Vocation Story
When did you first feel called to the priesthood or religious life?
As long as I can remember I have wanted to be a nun. In our family, Catholic and 2nd generation Irish immigrant, it was no big deal; both my father and my mother had siblings who were religious and as children we visited the convent where our aunt was and the uncles visited us and we loved them as special uncles and aunts. In a way it made church and home very integrated and ordinary. All the childhood memories connected with them are happy ones.
Were your friends and family supportive of your call?
This really leads on to the second question: my parents were neither enthusiastic nor otherwise, they wisely treated my aspirations as perfectly ordinary, not at all certain I believe, that things would work out as I planned, as I did not seem promising material for the enclosed contemplative life at 18 which was the age I planned to go! At first my father made a condition that I would get good A Levels before he would give permission (in those days the age of majority was 21) but the night before the results came out he relented and said 'If it’s really what you want, you can go anyway' and as things happened the results were pretty good. I don't remember anyone trying to dissuade me, the world was such a different place then and the church too, and it seemed we had the answers to most questions. Vatican II was still just coming into view (I entered in19961), my elder sister was at Cambridge with a full grant, life seemed simple and solid.
Did you have any doubts?
Doubts?!!!! Certainly not! I had the arrogant certainty of an 18 year old. and I have to say I was right in that. In spite of the fact that the community I entered proved dysfunctional and unhealthy, in spite of the fact that I had all the usual ups and downs , fell in love, had various crises connected with my own maturing and human growth, I never really doubted that God was my heart's desire above all else.

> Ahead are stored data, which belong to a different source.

PR #6130, opened 2022-03-30
Fix copy slice tool in mags other than mag 1

### LINKED ISSUE #5938: Allow copy slice in higher mag
## Detailed Description
Copying the previous slice (`v` shortcut) is currently only possible in mag 1. Higher mags should be supported as long as the viewport area can also be labeled by the volume tools (e.g., you cannot brush in mag 16 --> you shouldn't be able to copy the previous slice in mag 16 to avoid huge resource consumptions).

## Context

daniel-wer:
Turns out the copy slice tool was already enabled for the second finest mag, but it was buggy.

I fixed that the z-position was wrong when applying the voxel map, because it was not adapted to the resolution that was labeled in. I also fixed that the copying sometimes didn't work at all, because when annotation in z resolution 2, the previous/next slice might be 2 slices away instead of one (depending on the exact current voxel position in z).

I understand the text in the issue to mean that the copy slice tool should work in the resolutions where brushing works (finest four resolutions). However, for now it's only enabled in the resolutions where the trace tool works (finest two resolutions) since I found it to be conceptually more similar regarding the number of voxels that can be annotated at once. Happy to change that if you feel differently.

- https://___.webknossos.xyz

### Steps to test:
- Test the copy slice tool (`v`, `shift + v`) in mag 1 and 2
- Test that in mag 2 it doesn't matter whether the z coordinate is even or odd

### Issues:
- fixes #5938 

------
- [x] Ready for review


philippotto (commented):
Great fixes! However, I'm still observing buggy (or at least confusing) behavior. I think, it would be great to show a toast when no voxels were copied. E.g., `No voxels with cell id 7 were found to copy from slice x/y/z=3`. For example, when using d/f switching, this could help a bit.

Now, to the buggy scenario I experienced:

- Open this annotation https://fixcopysliceinothermags.webknossos.xyz/annotations/Explorational/624578440100009c00f6ef49#3478,3490,1068,0,0.467
- Directly press v -> nothing happens. However, d/f switching is disabled and switching to the previous slice with `d` shows that there is a blue cell.

For me, wk is zooomed to mag 1. I restricted the volume annotation itself to go from mag 2 to mag 16, since I wanted to test the restriction case, too. Not sure whether this has something to do with my experience, though.

daniel-wer:
Thanks for your review :) I'll add the toast you describe :+1: 

Interesting test scenario, I looked into it a bit.

Looks like the segmentation does indeed exist in slice z 1067 in mag 1-1-1, but it actually doesn't exist in slice z 1067 in mag 2-2-1 (which has the same z-resolution). I would've assumed it wouldn't be possible to do that from within webKnossos.

Further investigation showed that there might be a bug in the frontend up/downsampling for anisotropic resolutions. I'm seeing weird behavior if I brush a slice in mag 2-2-1 and then switch to mag 1-1-1, then the previous slice is brushed as well. The other way around if I brush a slice in mag 1-1-1, then the next slice is brushed as well, but only in mag 1-1-1, not in mag 2-2-1 (which is what seems to have happened in your case which then led to the buggy behavior with the copy slice tool).

If one switches to a slice that actually has a segmentation in the slice next to it (in the mag that one is allowed to annotate in), the copy slice tool works as expected to me.

In any case, I'm wondering whether it should be possible at all to brush/copy-slice/... in mag 1-1-1 if volume annotation is restricted to mag 2 to mag 16? Wouldn't this lead to other weird effects? For example, if the resolutions were 1-1-1 and 2-2-2 (restricted to mag 2), brushing in mag 1 would always brush the next slice as well (since the annotation is restricted to happen in mag 2)?

daniel-wer:
> Hm, very weird. Also because it's mag 2-2-1 and not mag 2-2-2. Could you open another issue for this? Do you think this only happens because of the mag restrictions?

I tested this with an unrestricted annotation and there the bug did not occur. I opened issue https://github.com/scalableminds/webknossos/issues/6138

PR #6132, opened 2022-03-31
change cursor according to annotation tool

### LINKED ISSUE #4879: Change cursor according to active tool
@fm3 suggested that we could switch the cursor depending on the active tool. Would be a a follow-up to #4875.

Dagobert42:
- https://___.webknossos.xyz

### Steps to test:
- hover on input catchers
- cycle through active tools

### Issues:
- fixes #4879 

------
- [ ] Ready for review


Dagobert42:
The lasso and new-bounding-box icons are problematic as they cant be filled without further modification. I replaced the lasso with a crosshair and made new-bounding-box dark but its probably not quite what we want.
Also the transposition of the actual clicking position still needs to be fine-tuned.
Regarding this, would you expect A or B here?

Screenshot 2022-03-31 at 18 42 51

normanrz:
Not sure it is a good idea to replace the built-in cursors, because it makes it harder to know what exact pixel will be targetted.
Also, we need to be careful with copying icons from FontAwesome into our repository. Not sure, if the license permits that.

Dagobert42:
> Not sure it is a good idea to replace the built-in cursors, because it makes it harder to know what exact pixel will be targetted.
Agreed, but I think we found a good compromise with most icons. For now I went through all the SVGs and tried to lign up their click position as best I could.

Regarding the Font Awesome license, I've checked it and it allows for modifications.

frontend/javascripts/oxalis/view/input_catcher.js
```diff
@@ -79,48 +76,77 @@ export function recalculateInputCatcherSizes() {
...
+    MOVE: "move",
+    SKELETON: "crosshair",
+    BRUSH: "url(/assets/images/paint-brush-solid-border.svg) 0 10,auto",
+    ERASE_BRUSH: "url(/assets/images/eraser-solid-border.svg) 0 8,auto",
+    TRACE: "url(/assets/images/lasso-pointed-solid-border.svg) 0 14,auto",
+    ERASE_TRACE: "url(/assets/images/eraser-pointed-solid-border.svg) 0 16,auto",
+    FILL_CELL: "url(/assets/images/fill-pointed-solid-border.svg) 0 16,auto",
+    PICK_CELL: "url(/assets/images/eye-dropper-solid-border.svg) 0 12,auto",
+    BOUNDING_BOX: "move",
+  };
```
philippotto, line 125: You can extract this constant to the module-level :weight_lifting:

philippotto (approved):
Awesome :) Please update the changelog before merging, though!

Have you been able to maintain the hobbies and interests you had before you became a priest or member of a religious community?
This is harder to answer. I really had not had time to develop any interests apart from family and school. I continued to read widely in the convent, books, which would never have got past the Abbess were smuggled in for me by my two younger sisters , …this meant a certain dishonesty and I lived with a permanently guilty conscience and yet at some deep level I knew it was a necessity and that Solzhenitsyn and Mauriac and others of the same ilk had to do with God in some mysterious way I could not explain.
What brings you the most joy as a religious?
What brings me most joy now, (I am 76) is the relationship with God that began all those years ago and fills every day with challenge, the lovely challenge of growing in love and trying to let go of all the things that stand in the way of deeper union with Our Lord, and genuine love of those around me. It sounds good but let me tell you it is no joke, 'costing not less than everything' as T S Eliot put it!) And also, the joy of seeing others grow and come through their struggles, this brings such joy and a sense of being on the same wonderful 'Camino'. It has got better and better.
What would be your advice to someone trying to discern their vocation?
Trust your heart, take all good advice, talk to God and ask Him to guide your steps. Visit places where you feel you might be called and really listen to your own reactions to what you find, and have help to discern what God might be saying. But in the end it is your own call and only your own desire and your own conviction will sustain you through a lifetime.